The total of these contributions each year now can’t exceed $27,500.

Let’s take Ben, who earns $100,000. Ben’s employer puts in $10,000 each year into his super. Ben also salary sacrifices $10,000 – swapping a 34.5 per cent personal tax rate for 15 per cent in super (meaning his super kept an extra $1950 that would have otherwise gone to the tax office).

There’s $20,000 of his limit. If he still has capacity, he could make another $7500 contribution and get a tax deduction for it.

The other important limit – thought it’s generally only older Australians that will make use of it – is non-concessional contributions. And the limit for NCCs is $110,000 a year.

This is after-tax money. It isn’t taxed on the way in. Most people will use this to load up their super towards the end of their working lives, or when they’ve sold assets, such as investment properties, or received inheritances.

More in, earlier

Getting extra money into super, earlier in life, is important. Previous generations were literally able to shovel hundreds of thousands of dollars each year into super. That’s gone.

People should probably start from their early 30s. It doesn’t have be much. But even a few thousand dollars a year will make a huge difference. That amount should increase through your 40s.

And from your early 50s, you really need to ramp it up. Or you’re literally just donating unnecessarily to the tax office, both now and in the future.

That’s the basics of contributions. If it still sounds complex to you, I get that. But do not ignore this and bury your head in the sand. Get some professional help. There are tens of thousands of dollars of your money at stake.

Invest it properly

Equally important is how your money is invested.

How is your super invested? Don’t know? Don’t care?

Well, that’s plain stupid. It’s one of the easiest things to do and can have a massive impact on your future balance.

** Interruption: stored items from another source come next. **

PR #7550, opened 2024-02-20
DEVPROD-2251 Add JSON output flag for evergreen patch command

ZackarySantana:
DEVPROD-2251

### Description
The flag requires that the user also include the skip-confirm flag (parsing the output with the confirmation dialogs we prompt would be difficult to support and just adds overhead for users).

As well, this consolidates the list-patches and patch command to use the same code when generating output. This also touches some of the commit-queue command because it updates a function signature.

### Testing
I ran:
* `evergreen list-patches` gives generic output
* `evergreen list-patches -j` gives JSON output (an array of API Patches)

* `evergreen patch` and going through the confirmations, gives generic output
* `evergreen patch -j` gives an error stating it must be used with --skip_confirm
* `evergreen patch -j --skip_confirm` gives JSON output (a single API patch)

### Documentation
Flag usage (no other docs needed)

### DIFF
--- a/operations/commit_queue.go
+++ b/operations/commit_queue.go
@@ -448,12 +448,12 @@ func backport() cli.Command {
 				return errors.Wrap(err, "uploading backport patch")
 			}
 
-			o := outputPatchParams{
-				patch:  backportPatch,
-				uiHost: uiV2,
+			params := outputPatchParams{
+				patches: []patch.Patch{*backportPatch},
+				uiHost:  uiV2,
 			}
 
-			if err = patchParams.displayPatch(ac, o); err != nil {
+			if err = patchParams.displayPatch(ac, params); err != nil {
 				return errors.Wrap(err, "getting result display")
 			}
 
@@ -518,11 +518,11 @@ func listCLICommitQueueItem(item restModel.APICommitQueueItem, ac *legacyClient,
 	if p.Author != "" {
 		grip.Infof("Author: %s", p.Author)
 	}
-	o := outputPatchParams{
-		patch:  p,
-		uiHost: uiServerHost,
+	params := outputPatchParams{
+		patches: []patch.Patch{*p},
+		uiHost:  uiServerHost,
 	}
-	disp, err := getPatchDisplay(ac, o)
+	disp, err := getPatchDisplay(ac, params)
 	if err != nil {
 		grip.Error(errors.Wrapf(err, "getting patch display summary for patch '%s'", p.Id.Hex()))
 		return
@@ -648,19 +648,19 @@ func (p *mergeParams) uploadMergePatch(conf *ClientSettings, ac *legacyClient, u
 	if err = patchParams.validateSubmission(diffData); err != nil {
 		return err
 	}
-	patch, err := patchParams.createPatch(ac, diffData)
+	newPatch, err := patchParams.createPatch(ac, diffData)
 	if err != nil {
 		return err
 	}
-	o := outputPatchParams{
-		patch:  patch,
-		uiHost: uiV2Url,
+	params := outputPatchParams{
+		patches: []patch.Patch{*newPatch},
+		uiHost:  uiV2Url,
 	}
-	if err = patchParams.displayPatch(ac, o); err != nil {
+	if err = patchParams.displayPatch(ac, params); err != nil {
 		grip.Error("Patch information cannot be displayed.")
 	}
 
-	p.id = patch.Id.Hex()
+	p.id = newPatch.Id.Hex()
 	patchParams.setDefaultProject(conf)
 
 	return nil
@@ -773,10 +773,10 @@ func getAPICommitQueuePatchDisplay(ac *legacyClient, apiPatch *restModel.APIPatc
 		return "", errors.Wrap(err, "converting patch to service model")
 	}
 
-	o := outputPatchParams{
-		patch:     &servicePatch,
+	params := outputPatchParams{
+		patches:   []patch.Patch{servicePatch},
 		summarize: summarize,
 		uiHost:    uiHost,
 	}
-	return getPatchDisplay(ac, o)
+	return getPatchDisplay(ac, params)
 }
--- a/operations/commit_queue.go
+++ b/operations/commit_queue.go
@@ -448,7 +448,12 @@ func backport() cli.Command {
 				return errors.Wrap(err, "uploading backport patch")
 			}
 
-			if err = patchParams.displayPatch(ac, backportPatch, uiV2, false); err != nil {
+			o := outputPatchParams{
+				patch:  backportPatch,
+				uiHost: uiV2,
+			}
+
+			if err = patchParams.displayPatch(ac, o); err != nil {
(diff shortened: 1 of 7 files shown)


operations/commit_queue.go
```diff
@@ -448,7 +448,12 @@ func backport() cli.Command {
 				return errors.Wrap(err, "uploading backport patch")
 			}
 
-			if err = patchParams.displayPatch(ac, backportPatch, uiV2, false); err != nil {
+			o := outputPatchParams{
```
ablack12, line 451: nit: can you call this params instead? `o` isn't a typical variable name (trying to figure out why I think this -- typically variables should be descriptive, so "params" is closer, or if it's going to be abbreviated  down to one letter, it should be on the noun, not the descriptive word so "p" is closer than "o")

operations/patch_util.go
```diff
@@ -174,13 +176,15 @@ func (p *patchParams) validateSubmission(diffData *localDiff) error {
...
-	patchDisp, err := getPatchDisplay(ac, newPatch, p.ShowSummary, uiHost, isCommitQueuePatch)
+func (p *patchParams) displayPatch(ac *legacyClient, o outputPatchParams) error {
+	patchDisp, err := getPatchDisplay(ac, o)
 	if err != nil {
 		return err
 	}
 
-	grip.Info("Patch successfully created.")
+	if !o.outputJSON {
+		grip.Info("Patch successfully created.")
```
ablack12, line 186: you can use grip.InfoWhen here

operations/patch_util.go
```diff
@@ -524,23 +528,74 @@ func validatePatchSize(diff *localDiff, allowLarge bool) error {
 	return nil
 }
 
+type outputPatchParams struct {
+	patches []patch.Patch
```
ablack12, line 532: I'm not a huge fan of having both patches and patch be options for these params. I think it can lead to bugs and has strange implications, like below where you have to assign "patch" for each call of getPatchDisplay to essentially point to what you want.

While I'm all for modularizing functions, getPatchesDisplay doesn't do _that_ much more than getPatchDisplay (actually it really just seems to do the same thing? It loops through the patches and then calls the same thing as 591-598 it looks like).

Can these functions just be combined into one getPatchesDisplay? A list of one patch can be passed in for the `evergreen patch` command.

ablack12: Feel free to reach out if you want to discuss this more

operations/patch.go
```diff
@@ -232,7 +238,9 @@ func Patch() cli.Command {
 						continue
 					}
 					if err = addModuleToPatch(params, args, conf, newPatch, &module, modulePath); err != nil {
-						grip.Errorf("Error adding module '%s' to patch: %s", module.Name, err)
+						if !outputJSON {
```
ablack12, line 241: grip.ErrorWhen

operations/flags.go
```diff
@@ -158,6 +158,13 @@ func addSyncStatusesFlag(flags ...cli.Flag) []cli.Flag {
 	})
 }
 
+func addJSONOutputFlag(flags ...cli.Flag) []cli.Flag {
+	return append(flags, cli.BoolFlag{
+		Name:  joinFlagNames(jsonFlagName, "j"),
+		Usage: "output JSON instead of text",
```
ablack12, line 164: I think it would be good if the patch version of this flag mentioned that warnings are suppressed and that it has to be used with -y, so we may not want to have a variable for this flag

ablack12 (changes requested):

operations/commit_queue.go
ZackarySantana: My only concern was that in this particular file we call the 'patchParams' as 'params'- But the usage is pretty small so I actually think it won't be confusing- i'll switch it

operations/patch_util.go
ZackarySantana: That's fair. The only problem is that output json and outputing our generic output is a little different. When output json for a single or multiple, it should be either an array or a single object. While our generic output just has the same output repeated. I'll consolidate these two and make it have some checks I think

operations/flags.go
ZackarySantana: That makes sense, I'll switch it to be standalone and include that

operations/commit_queue.go
ablack12: in that case we could go so far as to say outputParams for the variable -- better to have clarity than keep it short

operations/patch_util.go
```diff
@@ -174,24 +176,26 @@ func (p *patchParams) validateSubmission(diffData *localDiff) error {
 	return nil
 }
 
-func (p *patchParams) displayPatch(ac *legacyClient, newPatch *patch.Patch, uiHost string, isCommitQueuePatch bool) error {
-	patchDisp, err := getPatchDisplay(ac, newPatch, p.ShowSummary, uiHost, isCommitQueuePatch)
+// displayPatch outputs the given patch(es) to the user. If there is only one patch,
+// and browse is true, it will open the patch in the user's default web browser.
+func (p *patchParams) displayPatch(ac *legacyClient, o outputPatchParams) error {
```
ablack12, line 181: function signatures should also use p or params instead of o

operations/patch.go
```diff
@@ -42,6 +43,10 @@ func getPatchFlags(flags ...cli.Flag) []cli.Flag {
 		addUncommittedChangesFlag(),
 		addReuseFlags(),
 		addPreserveCommitsFlag(
+			cli.BoolFlag{
+				Name:  joinFlagNames(jsonFlagName, "j"),
+				Usage: "outputs the patch as a JSON object and surpresses warnings, must be used with --skip-confirm",
```
ablack12, line 48: nit: *suppresses

operations/patch.go
```diff
@@ -89,8 +94,8 @@ func Patch() cli.Command {
 			setPlainLogger,
 			mutuallyExclusiveArgs(false, patchDescriptionFlagName, autoDescriptionFlag),
 			mutuallyExclusiveArgs(false, preserveCommitsFlag, uncommittedChangesFlag),
-			mutuallyExclusiveArgs(false, repeatDefinitionFlag, repeatPatchIdFlag,
-				repeatFailedDefinitionFlag),
+			mutuallyExclusiveArgs(false, repeatDefinitionFlag, repeatPatchIdFlag, repeatFailedDefinitionFlag),
+			conditionallyRequiredArgs(jsonFlagName, skipConfirmFlagName),
```
ablack12, line 98: I don't feel too strongly about this but could we just enforce this ourselves? I think users would expect confirmation to be skipped, and we can mention it in the help text. Code-wise we can just set skipConfirm to true if the json flag is set so it won't change much.

ablack12 (approved):
Approving as i'm out tomorrow but if you think the comments need another look i'll be back monday or you can pull in Malik!

operations/patch.go
ZackarySantana: Hm that's true, my thinking was that if we do do that, we can't inform the user that we have done so. I'll switch it to silently set it since I agree that it would be an expectation!

PR #7554, opened 2024-02-20
DEVPROD-3246 Add host/pod id to agent panics

ZackarySantana:
DEVPROD-3246

### Description
Adds the host id to the agent panic logs to help ops

### DIFF
--- a/agent/agent.go
+++ b/agent/agent.go
@@ -1189,6 +1189,7 @@ func (a *Agent) logPanic(logger client.LoggerProducer, pErr, originalErr error, 
 		logMsg := message.Fields{
 			"message":   "programmatic error: Evergreen agent hit panic",
 			"operation": op,
+			"host_id":   a.ec2InstanceID,
 		}
 		logger.Task().Error(logMsg)
 	}
--- a/agent/agent.go
+++ b/agent/agent.go
@@ -1189,7 +1189,9 @@ func (a *Agent) logPanic(logger client.LoggerProducer, pErr, originalErr error, 
 		logMsg := message.Fields{
 			"message":   "programmatic error: Evergreen agent hit panic",
 			"operation": op,
-			"host_id":   a.ec2InstanceID,
+			"host_id":   a.opts.HostID,
+			"pod_id":    a.opts.PodID,
+			"ec2_id":    a.ec2InstanceID,
 		}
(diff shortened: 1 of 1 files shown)


agent/agent.go
```diff
@@ -1189,6 +1189,7 @@ func (a *Agent) logPanic(logger client.LoggerProducer, pErr, originalErr error,
 		logMsg := message.Fields{
 			"message":   "programmatic error: Evergreen agent hit panic",
 			"operation": op,
+			"host_id":   a.ec2InstanceID,
```
Kimchelly, line 1192: While this is generally fine, it would be better to pass [the agent's host ID](https://github.com/evergreen-ci/evergreen/blob/70172791d8c8b43b56506502ea75aaef7d204f08/agent/agent.go#L59) here because 1. the EC2 instance ID only applies to EC2-spawnable hosts (so it won't be set for MacOS) and 2. we aren't guaranteed to be able to get `a.ec2InstanceID` since it's we have to `GET` it from an endpoint, whereas the host ID I linked is always populated when the agent starts since it's required to auth back to Evergreen.

Kimchelly (approved):
The proposed change LGTM mod 1. a recommendation to use an alternative field that covers more cases + 2. bump the agent version.

agent/agent.go
ZackarySantana: I kept the ec2 id (renamed to ec2_id), added the host_id and pod_id. I'm not sure if this has redundant id's (I haven't done much debugging with our agents) but looking at the options struct it seemed like it may help.

Lmk if they look good to you!

Kimchelly: The EC2 instance ID is the same as the host ID if it's an EC2 host, so I don't think we need `ec2_id` here. As for host ID vs pod ID, they're mutually exclusive, so I think maybe we can just add some conditional logic to only add them to the log if they're non-empty. Something like:
```go
logMsg := message.Fields { /* the original stuff... */ }
if a.opts.HostID != "" {
    logMsg["host_id"] = a.opts.hostID
}
if a.opts.PodID != "" {
    logMsg["pod_id"] = a.opts.PodID
}
```

ZackarySantana: Ah makes sense! I thought they may be the same but wasn't sure. I'll add that logic in ty!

What if I told you that, for some, making changes here could add 50 per cent-  or even double – their super by retirement?

It’s a question of risk and how much of that you’re prepared to take in your super. If you’re young and feel comfortable taking a higher risk, the possibilities are huge.

But don’t just up the risk in your super. That’s not right for everyone. Older Australians might, indeed, need to reduce the risk they’re taking, to preserve their wealth, rather than grow it. (For more detail, go to the next column – link below)

And a ripper year

And this advice without even mentioning how super performed in the last year.

I know many people don’t open their super fund statements when they arrive in the mail.

If that’s you, you really should make the effort this year. It’ll put a smile on your face.